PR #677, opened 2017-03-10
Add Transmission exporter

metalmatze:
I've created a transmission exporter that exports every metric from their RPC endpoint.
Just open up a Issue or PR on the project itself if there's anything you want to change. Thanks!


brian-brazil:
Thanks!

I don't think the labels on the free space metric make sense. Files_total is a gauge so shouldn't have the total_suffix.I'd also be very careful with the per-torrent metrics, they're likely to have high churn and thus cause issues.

...

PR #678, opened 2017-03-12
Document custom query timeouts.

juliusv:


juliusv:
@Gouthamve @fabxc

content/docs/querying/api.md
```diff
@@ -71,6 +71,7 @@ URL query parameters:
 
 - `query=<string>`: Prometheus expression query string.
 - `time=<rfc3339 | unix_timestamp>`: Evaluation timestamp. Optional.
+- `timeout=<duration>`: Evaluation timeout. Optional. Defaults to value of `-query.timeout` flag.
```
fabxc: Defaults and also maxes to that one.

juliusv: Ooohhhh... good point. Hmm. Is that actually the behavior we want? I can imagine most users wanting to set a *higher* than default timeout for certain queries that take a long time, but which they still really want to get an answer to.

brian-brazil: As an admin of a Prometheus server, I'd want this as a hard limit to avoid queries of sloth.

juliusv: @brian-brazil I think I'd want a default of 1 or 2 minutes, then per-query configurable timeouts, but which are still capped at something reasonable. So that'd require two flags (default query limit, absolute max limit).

---

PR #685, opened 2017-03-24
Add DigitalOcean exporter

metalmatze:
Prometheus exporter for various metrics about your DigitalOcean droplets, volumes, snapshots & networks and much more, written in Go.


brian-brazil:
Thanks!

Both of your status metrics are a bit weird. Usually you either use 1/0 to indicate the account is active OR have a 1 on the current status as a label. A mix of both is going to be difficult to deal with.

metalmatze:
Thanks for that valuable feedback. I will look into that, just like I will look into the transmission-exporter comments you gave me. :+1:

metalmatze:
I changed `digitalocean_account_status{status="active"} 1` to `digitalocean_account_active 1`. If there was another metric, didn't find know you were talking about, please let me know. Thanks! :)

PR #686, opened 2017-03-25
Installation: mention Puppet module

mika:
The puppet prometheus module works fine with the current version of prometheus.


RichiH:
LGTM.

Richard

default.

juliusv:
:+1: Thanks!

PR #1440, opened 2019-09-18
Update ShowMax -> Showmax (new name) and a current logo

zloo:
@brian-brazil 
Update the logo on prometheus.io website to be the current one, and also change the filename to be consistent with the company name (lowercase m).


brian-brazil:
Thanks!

* _What you have to do_
Each line in the listing that contains "about" should be returned.

* _The completed task_
Prometheus exporter for various metrics about your DigitalOcean droplets, volumes, snapshots & networks and much more, written in Go.
I changed `digitalocean_account_status{status="active"} 1` to `digitalocean_account_active 1`. If there was another metric, didn't find know you were talking about, please let me know. Thanks! :)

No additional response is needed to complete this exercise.